John Kerry, President Joe Biden’s special presidential envoy for climate, rejected suggestions that political considerations were shaping the administration’s climate and energy policies. Kerry will step down from his climate role soon to work on President Biden’s re-election campaign, and will be replaced by John Podesta, currently an adviser at the White House.

Chart of the week

This comes from our latest analysis of the levelised cost of electricity (LCOE) in the Asia-Pacific region. There are several interesting aspects of this chart, but the one that I think is most noteworthy is the resumption of the downward trend in costs for solar and wind power and battery storage. Costs for these technologies rose in 2021 but have subsequently fallen back.

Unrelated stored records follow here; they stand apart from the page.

PR #11709, opened 2026-08-27
CDN Multi-language card image downloads (continues #10928)

churrufli:
## Summary

Continues the work from #10928 (CDN UUID cache / card image downloader). Adds language support for card image downloads: preferred-language selection, an optional multi-language index download, and text/i18n cleanup across the related UI.

### Language preferences
- New options in Preferences (desktop and mobile): preferred language for downloaded card images, and a checkbox to prioritize that language when choosing which printing to show as the "unique card."
- Unique-art selection respects the chosen language, with automatic fallback to English when a card doesn't exist in that language.
- Both single-card and bulk image downloads use this same preferred language to resolve each card's URL.

### Multi-language index download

Meanwhile, costs for coal and gas-fired thermal generation have continued to increase. As a result, renewable energy is increasingly competitive with coal power. Utility-scale photovoltaic solar has emerged in 2023 as the cheapest power source in the Asia-Pacific region, while onshore wind is expected to become cheaper than coal after 2025. China is leading the way in reducing the cost of renewables, with wind and utility-scale solar 40% to 70% cheaper than in other Asia Pacific markets.